EXERCISE DATA:
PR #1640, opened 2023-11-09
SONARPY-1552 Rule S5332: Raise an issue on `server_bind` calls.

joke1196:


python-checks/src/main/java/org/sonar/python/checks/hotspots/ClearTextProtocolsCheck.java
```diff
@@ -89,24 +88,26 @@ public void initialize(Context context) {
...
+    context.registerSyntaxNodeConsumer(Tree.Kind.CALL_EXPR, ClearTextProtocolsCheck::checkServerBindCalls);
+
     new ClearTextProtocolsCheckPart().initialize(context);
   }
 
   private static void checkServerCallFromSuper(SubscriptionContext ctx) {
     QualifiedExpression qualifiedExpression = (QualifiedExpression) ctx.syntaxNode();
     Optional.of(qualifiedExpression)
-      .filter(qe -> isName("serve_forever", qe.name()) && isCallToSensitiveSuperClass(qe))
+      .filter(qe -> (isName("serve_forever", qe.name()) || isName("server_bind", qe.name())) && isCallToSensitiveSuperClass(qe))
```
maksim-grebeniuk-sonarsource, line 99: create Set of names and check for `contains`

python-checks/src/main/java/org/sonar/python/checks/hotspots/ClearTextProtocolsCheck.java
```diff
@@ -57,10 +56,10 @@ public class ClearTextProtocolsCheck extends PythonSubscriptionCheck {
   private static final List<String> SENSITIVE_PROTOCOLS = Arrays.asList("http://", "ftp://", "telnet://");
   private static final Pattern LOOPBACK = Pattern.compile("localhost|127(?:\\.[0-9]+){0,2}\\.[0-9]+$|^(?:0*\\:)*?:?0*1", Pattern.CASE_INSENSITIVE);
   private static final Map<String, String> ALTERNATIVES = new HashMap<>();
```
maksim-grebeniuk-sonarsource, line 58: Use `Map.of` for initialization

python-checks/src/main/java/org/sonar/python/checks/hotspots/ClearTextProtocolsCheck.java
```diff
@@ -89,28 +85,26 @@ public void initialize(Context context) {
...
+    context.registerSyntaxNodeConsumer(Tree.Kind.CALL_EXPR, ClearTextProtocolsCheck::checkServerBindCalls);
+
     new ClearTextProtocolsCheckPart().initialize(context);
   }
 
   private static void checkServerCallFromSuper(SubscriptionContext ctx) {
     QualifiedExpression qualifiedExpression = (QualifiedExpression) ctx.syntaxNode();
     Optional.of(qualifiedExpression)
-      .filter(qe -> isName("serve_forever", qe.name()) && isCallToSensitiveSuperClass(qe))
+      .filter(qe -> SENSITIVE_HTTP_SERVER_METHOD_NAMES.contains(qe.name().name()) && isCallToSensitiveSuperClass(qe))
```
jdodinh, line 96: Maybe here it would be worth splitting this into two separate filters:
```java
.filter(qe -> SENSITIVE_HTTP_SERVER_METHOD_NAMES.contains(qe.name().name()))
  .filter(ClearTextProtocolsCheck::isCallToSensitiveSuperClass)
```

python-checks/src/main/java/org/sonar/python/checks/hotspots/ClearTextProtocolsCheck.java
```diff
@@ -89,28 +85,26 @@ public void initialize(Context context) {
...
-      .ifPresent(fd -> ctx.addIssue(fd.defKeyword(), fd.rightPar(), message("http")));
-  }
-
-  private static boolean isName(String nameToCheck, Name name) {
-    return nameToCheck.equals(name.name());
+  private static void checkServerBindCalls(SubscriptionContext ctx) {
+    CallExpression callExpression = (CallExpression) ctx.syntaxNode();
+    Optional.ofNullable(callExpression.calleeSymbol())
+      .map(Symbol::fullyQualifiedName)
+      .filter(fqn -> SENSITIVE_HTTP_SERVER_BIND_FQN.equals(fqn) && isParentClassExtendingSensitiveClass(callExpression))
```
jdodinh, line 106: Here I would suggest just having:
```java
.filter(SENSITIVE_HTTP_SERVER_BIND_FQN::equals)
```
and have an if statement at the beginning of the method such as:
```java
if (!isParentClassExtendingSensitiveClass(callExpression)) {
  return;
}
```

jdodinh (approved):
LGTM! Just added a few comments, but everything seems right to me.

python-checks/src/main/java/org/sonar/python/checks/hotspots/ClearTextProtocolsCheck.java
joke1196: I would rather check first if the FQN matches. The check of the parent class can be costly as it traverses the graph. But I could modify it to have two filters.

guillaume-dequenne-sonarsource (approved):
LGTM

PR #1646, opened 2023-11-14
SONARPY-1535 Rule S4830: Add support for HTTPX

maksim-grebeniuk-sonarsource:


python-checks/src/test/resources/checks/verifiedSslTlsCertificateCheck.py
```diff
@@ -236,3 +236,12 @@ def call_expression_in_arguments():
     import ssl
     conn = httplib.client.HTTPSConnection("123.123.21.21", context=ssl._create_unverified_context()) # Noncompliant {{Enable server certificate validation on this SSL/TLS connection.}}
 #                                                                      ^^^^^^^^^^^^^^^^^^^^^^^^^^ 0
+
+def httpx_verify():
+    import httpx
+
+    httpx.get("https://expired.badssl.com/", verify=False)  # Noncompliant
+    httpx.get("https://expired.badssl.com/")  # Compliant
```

AIM OF THE EXERCISE: Provide only the count of lines above in which the word "this" occurs.

EXERCISE OUTPUT: 2